PHP: How to remove non-printable characters from strings

PHP FAQ: How do I remove all non-printable characters from a string in PHP?

I don’t know of any built-in PHP functions to remove all non-printable characters from a string, so the solution is to use the preg_replace function with an appropriate regular expression.

Solution: Allow only ASCII characters

For my purposes I don’t have to work with Unicode characters, so one of the best solutions for my purposes is to strip all non-ASCII characters from the input string. That can be done with this preg_replace code:

$result = preg_replace('/[\x00-\x1F\x80-\xFF]/', '', $string);

That code removes any characters in the hex ranges 0-31 and 128-255, leaving only the hex characters 32-127 in the resulting string, which I call $result in this example.

You can see how this works in the interactive PHP shell. In this example I just want to get rid of the characters ‘ and ’, which don’t work well in my current application:

myprompt> php -a
Interactive shell

php > $string = "‘Hello,’ she said.";
php > $result = preg_replace('/[\x00-\x1F\x80-\xFF]/', '', $string);
php > echo $result;
Hello, she said.

As you can see, the characters ‘ and ’ are not in the $result string.
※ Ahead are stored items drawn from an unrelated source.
PR #3873, opened 2020-08-15
enhance load xclbin flow for CU index and more

mamin506:
In the new KDS, the CU index is determined in driver.

### DIFF
--- a/src/runtime_src/core/common/xclbin_parser.cpp
+++ b/src/runtime_src/core/common/xclbin_parser.cpp
@@ -581,11 +581,48 @@ get_kernel_arguments(const char* xml_data, size_t xml_size, const std::string& k
   return args;
 }
 
+std::vector<std::string>
+get_kernel_names(const char *xml_data, size_t xml_size)
+{
+  std::vector<std::string> names;
+
+  pt::ptree xml_project;
+  std::stringstream xml_stream;
+  xml_stream.write(xml_data,xml_size);
+  pt::read_xml(xml_stream,xml_project);
+
+  for (auto& xml_kernel : xml_project.get_child("project.platform.device.core")) {
+    if (xml_kernel.first != "kernel")
+      continue;
+
+    names.push_back(xml_kernel.second.get<std::string>("<xmlattr>.name"));
+  }
+
+  return names;
+}
+
 std::vector<kernel_argument>
 get_kernel_arguments(const axlf* top, const std::string& kname)
 {
   auto xml = get_xml_section(top);
   return get_kernel_arguments(xml.first, xml.second, kname);
+}
+
+std::vector<kernel_object>
+get_kernels(const axlf* top)
+{
+  auto xml = get_xml_section(top);
+  std::vector<kernel_object> kernels;
+
+  auto knames = get_kernel_names(xml.first, xml.second);
+  for (auto kname : knames) {
+    kernels.emplace_back(kernel_object{
+       kname
+      ,get_kernel_arguments(xml.first, xml.second, kname)
+    });
+  }
+
+  return kernels;
 }
 
 bool
--- a/src/runtime_src/core/common/xclbin_parser.cpp
+++ b/src/runtime_src/core/common/xclbin_parser.cpp
@@ -615,7 +615,7 @@ get_kernels(const axlf* top)
   std::vector<kernel_object> kernels;
 
   auto knames = get_kernel_names(xml.first, xml.second);
-  for (auto kname : knames) {
+  for (auto& kname : knames) {
     kernels.emplace_back(kernel_object{
        kname
       ,get_kernel_arguments(xml.first, xml.second, kname)
--- a/src/runtime_src/core/edge/user/shim.cpp
+++ b/src/runtime_src/core/edge/user/shim.cpp
@@ -515,19 +515,20 @@ xclLoadAxlf(const axlf *buffer)
 
   auto kernels = xrt_core::xclbin::get_kernels(buffer);
   /* Calculate size of kernels */
-  for (auto kernel : kernels) {
+  for (auto& kernel : kernels) {
       axlf_obj.za_ksize += sizeof(kernel_info) + sizeof(argument_info) * kernel.args.size();
   }
 
   /* Check PCIe's shim.cpp for details of kernels binary */
-  axlf_obj.za_kernels = (char *)malloc(axlf_obj.za_ksize);
-  for (auto kernel : kernels) {
+  std::vector<char> krnl_binary(axlf_obj.za_ksize);
+  axlf_obj.za_kernels = krnl_binary.data();
+  for (auto& kernel : kernels) {
       auto krnl = reinterpret_cast<kernel_info *>(axlf_obj.za_kernels + off);
       strcpy(krnl->name, kernel.name.c_str());
       krnl->anums = kernel.args.size();
 
       int ai = 0;
-      for (auto arg : kernel.args) {
+      for (auto& arg : kernel.args) {
           strcpy(krnl->args[ai].name, arg.name.c_str());
           krnl->args[ai].offset = arg.offset;
           krnl->args[ai].size   = arg.size;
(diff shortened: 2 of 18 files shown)


src/runtime_src/core/pcie/linux/shim.cpp
```diff
@@ -1347,12 +1347,72 @@ int shim::xclLoadXclBin(const xclBin *buffer)
...
+     * |   anums               |
+     * |   argument[0]         |
+     * |   argument[1]         |
+     * |   argument[...]       |
+     * |-----------------------|
+     * | Kernel[...]           |
+     * |   ...                 |
+     * +-----------------------+
+     */
+    axlf_obj.kernels = (char *)malloc(axlf_obj.ksize);
```
stsoe, line 1390: Please no malloc/free/new/delete.  Same comment as earlier

src/runtime_src/core/common/xclbin_parser.cpp
```diff
@@ -581,13 +581,50 @@ get_kernel_arguments(const char* xml_data, size_t xml_size, const std::string& k
...
 }
 
+std::vector<kernel_object>
+get_kernels(const axlf* top)
+{
+  auto xml = get_xml_section(top);
+  std::vector<kernel_object> kernels;
+
+  auto knames = get_kernel_names(xml.first, xml.second);
+  for (auto kname : knames) {
```
stsoe, line 618: auto&

src/runtime_src/core/edge/user/shim.cpp
```diff
@@ -508,7 +509,38 @@ xclLoadAxlf(const axlf *buffer)
   drm_zocl_axlf axlf_obj = {
     .za_xclbin_ptr = const_cast<axlf *>(buffer),
     .za_flags = flags,
+    .za_ksize = 0,
+    .za_kernels = NULL,
   };
+
+  auto kernels = xrt_core::xclbin::get_kernels(buffer);
+  /* Calculate size of kernels */
+  for (auto kernel : kernels) {
```
stsoe, line 518: auto&

src/runtime_src/core/edge/user/shim.cpp
```diff
@@ -508,7 +509,38 @@ xclLoadAxlf(const axlf *buffer)
...
+      axlf_obj.za_ksize += sizeof(kernel_info) + sizeof(argument_info) * kernel.args.size();
+  }
+
+  /* Check PCIe's shim.cpp for details of kernels binary */
+  axlf_obj.za_kernels = (char *)malloc(axlf_obj.za_ksize);
```
stsoe, line 523: Please no malloc/free/new/delete, this is not exception safe
Use std::vector<char*> data(size) to manage the buffer and extract the buffer where necessary using vec.data().

But I am not seeing a free of this buffer.  Wouldn't it be better if the driver allocated the memory and did the copying?   A dangling malloc is not acceptable.  You already have all the data allocated on the user side, so the copying done here could as well be done in the driver.  You can define a struct like kernel_info that just contains the user pointer addresses already allocated. e.g. kernel.name.c_str() which is valid for the duration of the xclLoad call so no additional strcpy is necessary.

src/runtime_src/core/edge/user/shim.cpp
```diff
@@ -508,7 +509,38 @@ xclLoadAxlf(const axlf *buffer)
...
+  for (auto kernel : kernels) {
```
stsoe, line 524: auto&

src/runtime_src/core/edge/user/shim.cpp
```diff
@@ -508,7 +509,38 @@ xclLoadAxlf(const axlf *buffer)
...
+      auto krnl = reinterpret_cast<kernel_info *>(axlf_obj.za_kernels + off);
+      strcpy(krnl->name, kernel.name.c_str());
+      krnl->anums = kernel.args.size();
+
+      int ai = 0;
+      for (auto arg : kernel.args) {
```
stsoe, line 530: auto&

src/runtime_src/core/pcie/linux/shim.cpp
```diff
@@ -1347,12 +1347,72 @@ int shim::xclLoadXclBin(const xclBin *buffer)
 int shim::xclLoadAxlf(const axlf *buffer)
 {
     xrt_logmsg(XRT_INFO, "%s, buffer: %s", __func__, buffer);
+    drm_xocl_axlf axlf_obj = {const_cast<axlf *>(buffer), 0};
+    int off = 0;
+
+    auto kernels = xrt_core::xclbin::get_kernels(buffer);
+    /* Calculate size of kernels */
+    for (auto kernel : kernels) {
```
stsoe, line 1355: auto&

src/runtime_src/core/pcie/linux/shim.cpp
```diff
@@ -1347,12 +1347,72 @@ int shim::xclLoadXclBin(const xclBin *buffer)
...
+     * |   argument[0]         |
+     * |   argument[1]         |
+     * |   argument[...]       |
+     * |-----------------------|
+     * | Kernel[...]           |
+     * |   ...                 |
+     * +-----------------------+
+     */
+    axlf_obj.kernels = (char *)malloc(axlf_obj.ksize);
+    for (auto kernel : kernels) {
```
stsoe, line 1391: auto&

src/runtime_src/core/pcie/linux/shim.cpp
```diff
@@ -1347,12 +1347,72 @@ int shim::xclLoadXclBin(const xclBin *buffer)
...
+        auto krnl = reinterpret_cast<kernel_info *>(axlf_obj.kernels + off);
+        strcpy(krnl->name, kernel.name.c_str());
+        krnl->anums = kernel.args.size();
+
+        int ai = 0;
+        for (auto arg : kernel.args) {
```
stsoe, line 1397: auto&

maxzhen:
> 
> 
> Cool. Lots of changes :-). I added some requests for changes.
> 
> A general question: User land does not use the ordering determined by the driver, in other words, xclbin_parser::get_cus() is still computing the order? We want to change this, right? Not needed now of course.

Hi @stsoe , yes, we want to change this so that xclbin_parser::get_cus() can read all CU information from driver including the index. @mamin506 , if the order you have in driver is different than in the get_cus(), we will have to change it now. I think that the cu order in user space and driver should be in sync.

mamin506:
> Hi @stsoe , yes, we want to change this so that xclbin_parser::get_cus() can read all CU information from driver including the index. @mamin506 , if the order you have in driver is different than in the get_cus(), we will have to change it now. I think that the cu order in user space and driver should be in sync.

The order is the same. But current get_cus() still required by mb_scheduler. We would definitely change this function and get CU information from driver.

src/runtime_src/core/pcie/linux/shim.cpp
mamin506: fixed

src/runtime_src/core/pcie/linux/shim.cpp
mamin506: fixed

src/runtime_src/core/pcie/linux/shim.cpp
mamin506: fixed

src/runtime_src/core/edge/user/shim.cpp
mamin506: fixed

src/runtime_src/core/edge/user/shim.cpp
mamin506: fixed

src/runtime_src/core/edge/user/shim.cpp
mamin506: yes, you are right. Driver would allocate a buffer and copy this binary.
Use c++ container is much more better. :)

src/runtime_src/core/edge/user/shim.cpp
mamin506: fixed

src/runtime_src/core/common/xclbin_parser.cpp
mamin506: fixed

src/runtime_src/core/pcie/linux/shim.cpp
mamin506: fixed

Note: You can read more about hex and octal character sequences on this php.net page.

Also note that if you prefer octal characters to hexadecimal characters, this code should work as well:

$result = preg_replace('/[\000-\031\200-\377]/', '', $string);

I just tested that on my example and it worked fine, but I haven’t tested it with other strings. (This page is a good resource for basic octal and hex values.)
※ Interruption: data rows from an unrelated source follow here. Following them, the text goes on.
PR #3876, opened 2020-08-17
Expose xrt::bo::address

stsoe:
Per request address is needed for non HLS style kernels.


stsoe:
@larry9523   FYI.  xrtBOAddress is moved to public API and no longer internal, shouldn't affect Jerry, but just in case.

PR #3877, opened 2020-08-17
CR-1073017 system crash after canceling application and issuing hot reset

mamin506:
If ctrl-c when downloading xclbin, thread_run() would return error.


maxzhen:
mark as do-not-merge, waiting for sumit's approval.

PR #3880, opened 2020-08-18
xbmgmt advanced --config

stsoe:


src/runtime_src/core/tools/xbmgmt2/OO_Config.cpp
```diff
@@ -81,38 +176,53 @@ show_device_conf(std::shared_ptr<xrt_core::device>& dev)
 static void 
 update_daemon_config(const std::string& host)
 {
-  std::cout << "update config with " << host;
+  XBU::sudo_or_throw("Updating daemon configuration requires sudo");
```
AShivangi, line 179: xbmgmt can't run any commands without sudo. Is this needed?

src/runtime_src/core/tools/xbmgmt2/OO_Config.cpp
```diff
@@ -146,7 +257,8 @@ OO_Config::OO_Config( const std::string &_longName, bool _isHidden)
     ("security", boost::program_options::value<decltype(m_security)>(&m_security), "<add description>")
     ("runtime_clk_scale", boost::program_options::value<decltype(m_clk_scale)>(&m_clk_scale), "<add description>")
     ("cs_threshold_power_override", boost::program_options::value<decltype(m_power_override)>(&m_power_override), "<add description>")
-    ("show", boost::program_options::bool_switch(&m_show), "<add description>")
+    ("cs_reset", boost::program_options::value<decltype(m_cs_reset)>(&m_cs_reset), "<add description>")
+    ("showx", boost::program_options::bool_switch(&m_show), "<add description>")
```
AShivangi, line 261: showx typo

src/runtime_src/core/tools/common/XBUtilities.cpp
```diff
@@ -386,13 +386,24 @@ XBUtilities::collect_devices( const std::set<std::string> &_deviceBDFs,
 }
 
 xrt_core::device_collection
-XBUtilities::collect_devices( const std::string& _devices, // comma separated no space
-                              bool _inUserDomain )
+XBUtilities::
+collect_devices(const std::vector<std::string>& _devices, bool _inUserDomain)
```
AShivangi, line 390: Should this be exposed? This looks like a helper function to the following func

src/runtime_src/core/tools/xbmgmt2/OO_Config.cpp
```diff
@@ -32,46 +32,141 @@ namespace po = boost::program_options;
...
+  {
+    ostr << "host=" << host << std::endl;
+  }
+};
+
+static std::string
+get_hostname()
+{
+  std::string hn;
+#ifdef __GNUC__
```
AShivangi, line 74: We should get the hostname from `xrt_core::get_os_info(...)` or maybe we should consider adding device_queries?

src/runtime_src/core/tools/xbmgmt2/OO_Config.cpp
stsoe: sudo is not enforced by xbmgmt2, don't know if it should be? But certain operations that change the device are not possible unless run as sudo, rather than mysteriously erroring out sudo_or_throw will cause graceful exit with proper message.

src/runtime_src/core/tools/xbmgmt2/OO_Config.cpp
stsoe: Actually not a typo, but a work-around until command parse can handle -show without it being captured by --show-hidden.

src/runtime_src/core/tools/common/XBUtilities.cpp
stsoe: Not sure what you mean by exposed?  Some commands build a device list as a comma separated string, others build it as a vector of string.  I don't know why there is this inconsistency, but I am hiding it in XBU so commands look the same regardless of device list format.

src/runtime_src/core/tools/xbmgmt2/OO_Config.cpp
stsoe: Yes, I wanted to consolidate this some place else, but xrt_core::get_os_info take a property tree, to me that is not the right API,

src/runtime_src/core/tools/xbmgmt2/OO_Config.cpp
AShivangi: Hmm. I think we do enforce sudo:
```
/opt/xilinx/xrt/bin/xbmgmt --new status
XRT build version: 2.8.0
Build hash: 9aa1c2cd35d8ad401c673a9ea6d5630ede456f99
Build date: 2020-08-14 10:31:27
Git branch: master
PID: 219041
UID: 31939
[Tue Aug 18 19:53:29 2020 GMT]
HOST: xsjsagarwal
[xbmgmt] ERROR: Root privileges required
```
All xbmgmt commands should require sudo. If there is a scenario where we are able to run xbmgmt2 without sudo, we need to fix that immediately. Can you point me to a case where you are able to do so? I can take a look.

src/runtime_src/core/tools/xbmgmt2/OO_Config.cpp
AShivangi: Aah, interesting :)

src/runtime_src/core/tools/xbmgmt2/OO_Config.cpp
maxzhen: not all xbmgmt subcommands needs sudo. xbmgmt scan is one of them.

src/runtime_src/core/tools/common/XBUtilities.cpp
AShivangi: I didn't realize that there was an inconsistency. My guess is it's happening because of how device gets initialized and captured by the boost program_options: vector captured using multitoken vs capturing a simple comma-separated string. 

We should work on removing: `collect_devices( const std::string& _devices, bool _inUserDomain )` and having only `collect_devices(const std::vector<std::string>& _devices, bool _inUserDomain)`. I can look into this once I have a chance. Created a ticket: XRT-699

src/runtime_src/core/tools/xbmgmt2/OO_Config.cpp
AShivangi: I agree. I am moving away from xrt_core::get_xx_info(). I did that for electricals, thermals, etc. I'm directly using device queries for them in reports. Do you think we should create device_queries for system info as well?

src/runtime_src/core/tools/xbmgmt2/OO_Config.cpp
AShivangi: Oh, I see. 
I checked and we don't have sudo enforced globally in xbmgmt2. So this function is good, sorry for the confusion :)

PR #3883, opened 2020-08-18
update zocl version

mamin506:
Per @imrickysu 's request, update zocl driver version for future releases.


mamin506:
Agree, ideally it should be the same like xocl driver. Let's wait Ricky's reply.

mamin506:
Confirm with Ricky. "Take the way you think it's convenient". I would close this one and create a XRT task to refine xbutil on edge.

PR #3888, opened 2020-08-19
Polpulating device's PCI slot address into existing field in xclDeviceInfo2

akum-xilinx:
The application needs FPGA device's PCI  slot address to be able to find its peer NVME device in case of SmartSSD.  The field already existed in the xclDeviceInfo2, which is returned by xclGetDeviceInfo2, but was not filled previously. Added this change to fill the PCI slot address in the following format: (domain<<16) + (bus<<8) + (dev<<3) + function.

Possible solution: Use the 'print' regex

Another possible solution is to use the ‘print’ regular expression shown in this example with preg_replace:

$result = preg_replace('/[[:^print:]]/', "", $string);

Per the PHP regex doc, the [:print:] regex stands for “any printable character,” so for my example I thought it would leave the ‘ and ’ characters in the resulting string, but to my surprise the output looks like this:

php > $string = "‘Hello,’ she said.";
php > $result = preg_replace('/[[:^print:]]/', "", $string);
php > echo $result;
?Hello,? she said.

I don’t know why that regex ends up putting ? characters in the resulting string, so at the moment I’m calling this a “possible solution” rather than a solution. Note that if you just echo out the original string, it prints fine:

php > echo $string;
‘Hello,’ she said.

More solutions (Unicode)

As I mentioned, I don’t currently have to concern myself with Unicode characters, so the original ASCII character solution I showed works fine for me. If you do need to handle Unicode characters, this SO page shows a possible solution.
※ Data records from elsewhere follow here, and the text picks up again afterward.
PR #3899, opened 2020-08-20
Added support for HBM backward compartibility of existing application

saifuddin-xilinx:
Added support for HBM backward compartibility of existing application

### DIFF
--- a/src/runtime_src/xocl/core/device.cpp
+++ b/src/runtime_src/xocl/core/device.cpp
@@ -713,7 +713,7 @@ get_cu_memidx() const
         mask &= cu->get_memidx_intersect();
 
       // select first common memory bank index if any
-      for (size_t idx=0; idx<mask.size(); ++idx) {
+      for (size_t idx=mask.size() - 1; idx>=0; --idx) {
         if (mask.test(idx)) {
           m_cu_memidx = idx;
           break;
--- a/src/runtime_src/xocl/core/device.cpp
+++ b/src/runtime_src/xocl/core/device.cpp
@@ -712,8 +712,8 @@ get_cu_memidx() const
       for (auto& cu : get_cu_range())
         mask &= cu->get_memidx_intersect();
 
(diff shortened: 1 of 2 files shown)


chvamshi-xilinx:
@saifuddin-xilinx , As discussed offline, Please simplify the code and dont remove the DRC.

chvamshi-xilinx (approved):
Looks good.  Can you please add a comment why DRC checks are performed before adding origincal connections.  It will be helpful

src/runtime_src/xocl/core/device.cpp
```diff
@@ -713,7 +713,7 @@ get_cu_memidx() const
         mask &= cu->get_memidx_intersect();
 
       // select first common memory bank index if any
-      for (size_t idx=0; idx<mask.size(); ++idx) {
+      for (size_t idx=mask.size() - 1; idx>=0; --idx) {
```
stsoe, line 716: Please elaborate on this change.  The comment no longer reflects the loop.  Why was it changed?

stsoe: The OCL code should be using GROUP_CONNECTIVITY and the connectivity in this section should always be valid groups.

@saifuddin-xilinx explains that APPs requested backwards compatibility to old mem topology indices, but we have to revisit this request.  Grouping is a new feature, existing host code and xclbins will continue to work without any changes.  

However changing the xclbin to use grouping of HBMs and changing CU connectivity implies that host code must change also.   One should not expect existing host code to work with xclbins that have been converted to use groups.

We should resolve this and revert the change in xocl/core/device.cpp.

chvamshi-xilinx:
Having offline discussions with @stsoe on this page.
https://confluence.xilinx.com/display/XSW/Specifying+Bank+index+in+Application

saifuddin-xilinx:
This is not required for now. We will see if there is any real use case..

PR #3917, opened 2020-08-25
checking unupgradable sc status need more work

xuhz:


xuhz:
this PR was firstly to fix the the flooding of 'xocl_err: SC is not ready, state=5' that eventually makes the system very very slow.
it also fixes this CR http://jira.xilinx.com/browse/CR-1073732 -- bdinfo not cached

PR #3919, opened 2020-08-25
Dynamically load XRT core library from coreutil

stsoe:
No longer require host applicaiton to link with xrt_core.  Instead
load proper core library at run-time.  Application can continue to
link with core library if necessary for some reason.

Remove explicit linking with xrt_core library from XRT native tests.


stsoe:
@jvillarre I had to re-purpose the module loader to share code with shim loader, please check my changes in module_loader.* to ensure I haven't broken anything when loading modules.  Thanks,

IshitaGhosh:
module loader change looks good.

PR #3922, opened 2020-08-25
CR-1073568 ASTeR - Cannot program the Shell/PLP after installing packages as the process stalls or reboots the server with a kernal panic

chienwei-lan:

More PHP regular expressions

Finally, while I’m in the neighborhood, here’s a list of PHP “range” regular expressions from the php.net regex page. As the “range” name implies, these patterns can be used to match ranges of characters in PHP strings:

[:digit:]      Only the digits 0 to 9
[:alnum:]      Any alphanumeric character 0 to 9 OR A to Z or a to z.
[:alpha:]      Any alpha character A to Z or a to z.
[:blank:]      Space and TAB characters only.
[:xdigit:]     .
[:punct:]      Punctuation symbols . , " ' ? ! ; :
[:print:]      Any printable character.
[:space:]      Any space characters.
[:graph:]      .
[:upper:]      Any alpha character A to Z.
[:lower:]      Any alpha character a to z.
[:cntrl:]      .

As shown in my earlier example, you actually need to use two brackets with these regex patterns when using preg_replace:

$result = preg_replace('/[[:^print:]]/', "", $string);

Summary

In summary, if you wanted to see how to remove non-printable characters from strings in PHP, I hope these examples are helpful.